What is required |
The lines to find are those in the entries that hold the word "conda"; copy every one of them.
━━━━━━━━━━━━━━━━
PR #328, opened 2021-11-23
Resolve failures in nightly package builds

charlesbluca:
Looks like something in `conda-build` is breaking down with `conda==4.11`? Not sure if this is related to using Boa, but checking to see if restricting `conda<4.11` resolves this issue


charlesbluca:
Looks like this is already being looked into:

https://github.com/conda/conda-build/issues/4333

PR #334, opened 2021-11-29
Circumvent deep copy of context in `PredictModelPlugin`

### LINKED ISSUE #332: [BUG]Predict fails with multi GPU cuML models
#### [BUG]Predict fails with multi GPU cuML models

We currently deep copy context when predicting with models (see [line](https://github.com/dask-contrib/dask-sql/blob/0c0578799bdf21879bce4e66dd9d4413b63791d5/dask_sql/physical/rel/custom/predict.py#L91)). This behavior is not supported for some multi-gpu cuML models due to lacking `__deepcopy__ ` attribute. 

**DASK-SQL MRE**

```python
cuml = pytest.importorskip("cuml", reason="cuml not installed")

model_query = """
        model_class = 'cuml.dask.linear_model.LinearRegression',
        target_column = 'target'
    ) AS (
        SELECT x, y, x*y AS target
        FROM timeseries
    )
    """
c.sql(model_query)

predict_sql = """
    SELECT * FROM PREDICT(
        MODEL my_model,
        SELECT x, y FROM timeseries
    )
    """
  c.sql(predict_sql)

```

**cuML MRE**

```python
from dask_cuda import LocalCUDACluster
from cuml.dask.linear_model import LinearRegression
import copy
import dask
import cudf

cluster = LocalCUDACluster()
client = Client(cluster)

df = dask.datasets.timeseries(freq="1D")
df = df.map_partitions(cudf.from_pandas).reset_index(drop=True)
y = df['x']*df['y']
model = LinearRegression()
model = model.fit(df[['x','y']], y)

copy.deepcopy(model)
``` 

```python
Function:  _get_model_attr
args:      (LinearRegressionMG(), '__deepcopy__')
kwargs:    {}
Exception: 'AttributeError("Attribute __deepcopy__ does not exist on model <class \'cuml.linear_model.linear_regression_mg.LinearRegressionMG\'>")'
```

## Proposed Solution
IMO creating a deep copy of context seems really expensive honestly so long term this does not seem like a good solution so the first pass at this will be to try to remove that copy . 

If that fails we can look into enabling deep copy for these models.

See related [PR](https://github.com/dask-contrib/dask-sql/pull/330)

charlesbluca:
Closes #332

It looks like the relatively expensive deep copy of the context done in `PredictModelPlugin` should be circumvented by simply adding the temporary table we create to the original context and dropping it before returning; this also unblocks usage with multi-GPU cuML models.

cc @VibhuJawa

### DIFF
--- a/dask_sql/physical/rel/custom/predict.py
+++ b/dask_sql/physical/rel/custom/predict.py
@@ -1,4 +1,3 @@
-import copy
 import logging
 import uuid
 from typing import TYPE_CHECKING
@@ -88,8 +87,7 @@ class PredictModelPlugin(BaseRelPlugin):
             else:  # pragma: no cover
                 continue
 
-        tmp_context = copy.deepcopy(context)
-        tmp_context.create_table(temporary_table, predicted_df)
+        context.create_table(temporary_table, predicted_df)
 
         sql_ns = org.apache.calcite.sql
         pos = sql.getParserPosition()
@@ -112,8 +110,9 @@ class PredictModelPlugin(BaseRelPlugin):
             None,  # hints
         )
 
-        sql_outer_query = tmp_context._to_sql_string(outer_select)
-        df = tmp_context.sql(sql_outer_query)
+        sql_outer_query = context._to_sql_string(outer_select)
+        df = context.sql(sql_outer_query)
+        context.drop_table(temporary_table)
 
         cc = ColumnContainer(df.columns)
         dc = DataContainer(df, cc)
--- a/tests/integration/test_model.py
+++ b/tests/integration/test_model.py
@@ -26,8 +26,11 @@ def check_trained_model(c, model_name=None):
         )
         """
 
+    tables_before = c.schema["root"].tables.keys()
     result_df = c.sql(sql).compute()
 
+    # assert that there are no additional tables in context from prediction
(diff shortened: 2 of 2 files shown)


dask_sql/physical/rel/custom/predict.py
```diff
@@ -112,8 +110,9 @@ def convert(
             None,  # hints
         )
 
-        sql_outer_query = tmp_context._to_sql_string(outer_select)
-        df = tmp_context.sql(sql_outer_query)
```
VibhuJawa, line 116: Seems reasonable to me but can we should a test to ensure we have not broken anything. Like are we sure that  `sql_outer_query ` does not add anything . 

Maybe we add a test to verify that the registered tables still line up and nothing temporary is left around.

VibhuJawa (changes requested):
Thanks for the work on this @charlesbluca . Looks reasonable to me .  Have requested some testing to ensure we dont miss anything.

dask_sql/physical/rel/custom/predict.py
charlesbluca: Good idea, I will add that in now

VibhuJawa (approved):
Thanks for the quick work on this @charlesbluca . LGTM.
━━━━━━━━━━━━━━━━
Finished exercise |
Looks like something in `conda-build` is breaking down with `conda==4.11`? Not sure if this is related to using Boa, but checking to see if restricting `conda<4.11` resolves this issue
https://github.com/conda/conda-build/issues/4333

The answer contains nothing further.